Extracted data:
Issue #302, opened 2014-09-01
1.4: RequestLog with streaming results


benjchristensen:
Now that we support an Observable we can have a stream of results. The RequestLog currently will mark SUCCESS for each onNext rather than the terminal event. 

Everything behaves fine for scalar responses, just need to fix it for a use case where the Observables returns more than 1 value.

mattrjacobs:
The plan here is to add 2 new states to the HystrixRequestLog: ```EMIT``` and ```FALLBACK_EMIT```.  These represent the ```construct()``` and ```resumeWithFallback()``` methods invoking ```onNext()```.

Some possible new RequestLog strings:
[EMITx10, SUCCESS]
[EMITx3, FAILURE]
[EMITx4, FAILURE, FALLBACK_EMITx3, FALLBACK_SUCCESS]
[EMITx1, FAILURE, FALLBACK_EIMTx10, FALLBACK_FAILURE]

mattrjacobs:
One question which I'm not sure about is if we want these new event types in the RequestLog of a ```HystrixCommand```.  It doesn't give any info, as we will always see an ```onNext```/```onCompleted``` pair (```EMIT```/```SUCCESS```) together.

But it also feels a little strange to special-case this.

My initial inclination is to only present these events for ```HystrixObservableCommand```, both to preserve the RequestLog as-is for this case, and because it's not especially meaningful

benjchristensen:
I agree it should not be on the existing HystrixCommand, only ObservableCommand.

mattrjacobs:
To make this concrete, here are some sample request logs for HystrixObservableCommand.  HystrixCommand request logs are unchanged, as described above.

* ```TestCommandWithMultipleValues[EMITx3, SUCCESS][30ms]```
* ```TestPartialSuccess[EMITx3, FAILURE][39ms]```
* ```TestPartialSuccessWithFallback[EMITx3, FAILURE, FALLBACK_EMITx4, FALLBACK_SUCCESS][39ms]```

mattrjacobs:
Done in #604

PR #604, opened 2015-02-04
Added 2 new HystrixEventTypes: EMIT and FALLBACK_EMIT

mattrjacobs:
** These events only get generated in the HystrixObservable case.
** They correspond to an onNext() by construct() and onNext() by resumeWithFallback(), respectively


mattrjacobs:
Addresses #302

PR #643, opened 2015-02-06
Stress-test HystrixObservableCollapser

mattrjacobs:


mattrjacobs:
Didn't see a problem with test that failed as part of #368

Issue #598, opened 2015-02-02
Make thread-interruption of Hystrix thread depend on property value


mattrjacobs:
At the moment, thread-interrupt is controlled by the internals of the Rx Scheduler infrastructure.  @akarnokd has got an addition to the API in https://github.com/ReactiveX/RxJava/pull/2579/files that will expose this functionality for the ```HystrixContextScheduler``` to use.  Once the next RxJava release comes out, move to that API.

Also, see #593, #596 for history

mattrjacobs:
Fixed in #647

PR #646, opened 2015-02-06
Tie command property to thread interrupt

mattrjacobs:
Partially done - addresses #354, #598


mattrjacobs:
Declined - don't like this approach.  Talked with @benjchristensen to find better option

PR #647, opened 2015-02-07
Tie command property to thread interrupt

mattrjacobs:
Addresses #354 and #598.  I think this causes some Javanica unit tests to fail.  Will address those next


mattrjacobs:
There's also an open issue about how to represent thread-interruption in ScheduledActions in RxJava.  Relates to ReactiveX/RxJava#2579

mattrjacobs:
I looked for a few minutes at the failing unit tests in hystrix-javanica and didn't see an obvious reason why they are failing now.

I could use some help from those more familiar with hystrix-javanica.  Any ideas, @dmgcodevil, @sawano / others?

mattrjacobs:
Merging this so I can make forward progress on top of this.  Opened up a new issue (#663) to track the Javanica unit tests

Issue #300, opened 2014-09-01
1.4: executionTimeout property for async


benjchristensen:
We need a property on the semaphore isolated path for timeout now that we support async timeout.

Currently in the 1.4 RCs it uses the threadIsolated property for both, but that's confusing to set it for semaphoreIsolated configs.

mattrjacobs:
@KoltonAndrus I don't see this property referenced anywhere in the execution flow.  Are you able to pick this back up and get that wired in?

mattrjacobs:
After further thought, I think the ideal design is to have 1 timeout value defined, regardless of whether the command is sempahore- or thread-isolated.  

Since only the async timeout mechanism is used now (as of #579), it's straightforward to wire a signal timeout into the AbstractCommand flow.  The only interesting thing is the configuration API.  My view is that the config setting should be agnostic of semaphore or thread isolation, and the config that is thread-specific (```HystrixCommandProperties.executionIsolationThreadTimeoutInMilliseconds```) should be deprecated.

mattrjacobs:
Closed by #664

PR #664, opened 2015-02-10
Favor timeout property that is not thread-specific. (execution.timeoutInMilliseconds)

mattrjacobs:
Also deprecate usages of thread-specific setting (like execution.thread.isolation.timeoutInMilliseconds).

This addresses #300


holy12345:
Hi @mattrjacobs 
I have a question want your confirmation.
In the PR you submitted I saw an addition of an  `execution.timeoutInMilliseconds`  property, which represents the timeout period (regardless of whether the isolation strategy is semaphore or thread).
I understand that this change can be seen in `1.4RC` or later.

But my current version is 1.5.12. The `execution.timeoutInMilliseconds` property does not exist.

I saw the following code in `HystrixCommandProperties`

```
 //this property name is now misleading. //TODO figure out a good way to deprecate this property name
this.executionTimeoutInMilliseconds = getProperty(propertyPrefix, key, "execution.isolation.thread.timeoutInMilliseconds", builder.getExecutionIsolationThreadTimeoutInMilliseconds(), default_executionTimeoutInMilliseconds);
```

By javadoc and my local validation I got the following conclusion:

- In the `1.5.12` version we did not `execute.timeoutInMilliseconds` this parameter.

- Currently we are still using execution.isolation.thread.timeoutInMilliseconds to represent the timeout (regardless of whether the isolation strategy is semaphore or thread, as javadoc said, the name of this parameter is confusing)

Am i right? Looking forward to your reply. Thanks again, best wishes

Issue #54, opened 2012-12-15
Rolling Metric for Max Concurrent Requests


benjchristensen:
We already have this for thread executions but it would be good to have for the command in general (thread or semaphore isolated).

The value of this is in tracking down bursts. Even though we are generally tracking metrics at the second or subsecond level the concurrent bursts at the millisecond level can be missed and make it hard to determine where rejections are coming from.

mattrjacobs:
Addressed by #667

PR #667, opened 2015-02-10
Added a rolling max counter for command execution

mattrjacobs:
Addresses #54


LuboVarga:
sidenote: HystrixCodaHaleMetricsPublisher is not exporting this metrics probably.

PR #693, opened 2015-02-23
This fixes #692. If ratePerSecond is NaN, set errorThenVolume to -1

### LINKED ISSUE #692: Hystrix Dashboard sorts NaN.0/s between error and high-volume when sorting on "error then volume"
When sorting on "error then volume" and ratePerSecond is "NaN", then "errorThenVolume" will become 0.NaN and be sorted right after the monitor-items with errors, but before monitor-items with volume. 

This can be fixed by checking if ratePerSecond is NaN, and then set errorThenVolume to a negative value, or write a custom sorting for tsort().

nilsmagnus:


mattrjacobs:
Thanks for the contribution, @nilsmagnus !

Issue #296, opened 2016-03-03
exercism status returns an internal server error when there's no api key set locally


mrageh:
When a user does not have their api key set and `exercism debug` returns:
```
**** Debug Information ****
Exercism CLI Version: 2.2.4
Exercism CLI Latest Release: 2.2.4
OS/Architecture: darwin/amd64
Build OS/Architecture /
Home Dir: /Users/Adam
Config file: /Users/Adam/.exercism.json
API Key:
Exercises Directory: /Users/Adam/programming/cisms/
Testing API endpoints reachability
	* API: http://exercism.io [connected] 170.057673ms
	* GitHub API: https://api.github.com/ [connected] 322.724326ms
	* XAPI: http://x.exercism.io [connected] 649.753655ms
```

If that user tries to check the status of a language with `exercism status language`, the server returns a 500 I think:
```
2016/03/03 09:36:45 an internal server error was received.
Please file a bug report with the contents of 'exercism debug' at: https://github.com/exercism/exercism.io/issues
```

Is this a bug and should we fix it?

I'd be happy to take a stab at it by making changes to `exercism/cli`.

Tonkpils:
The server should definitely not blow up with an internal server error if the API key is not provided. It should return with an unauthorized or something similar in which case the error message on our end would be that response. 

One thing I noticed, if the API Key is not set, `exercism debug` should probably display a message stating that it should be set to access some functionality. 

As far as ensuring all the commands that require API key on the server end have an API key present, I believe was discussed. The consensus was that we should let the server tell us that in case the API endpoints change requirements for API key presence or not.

Task instructions: In the entries above, which lines hold the string "parameter"? Report all of them.

Exercise response:
- In the `1.5.12` version we did not `execute.timeoutInMilliseconds` this parameter.
- Currently we are still using execution.isolation.thread.timeoutInMilliseconds to represent the timeout (regardless of whether the isolation strategy is semaphore or thread, as javadoc said, the name of this parameter is confusing)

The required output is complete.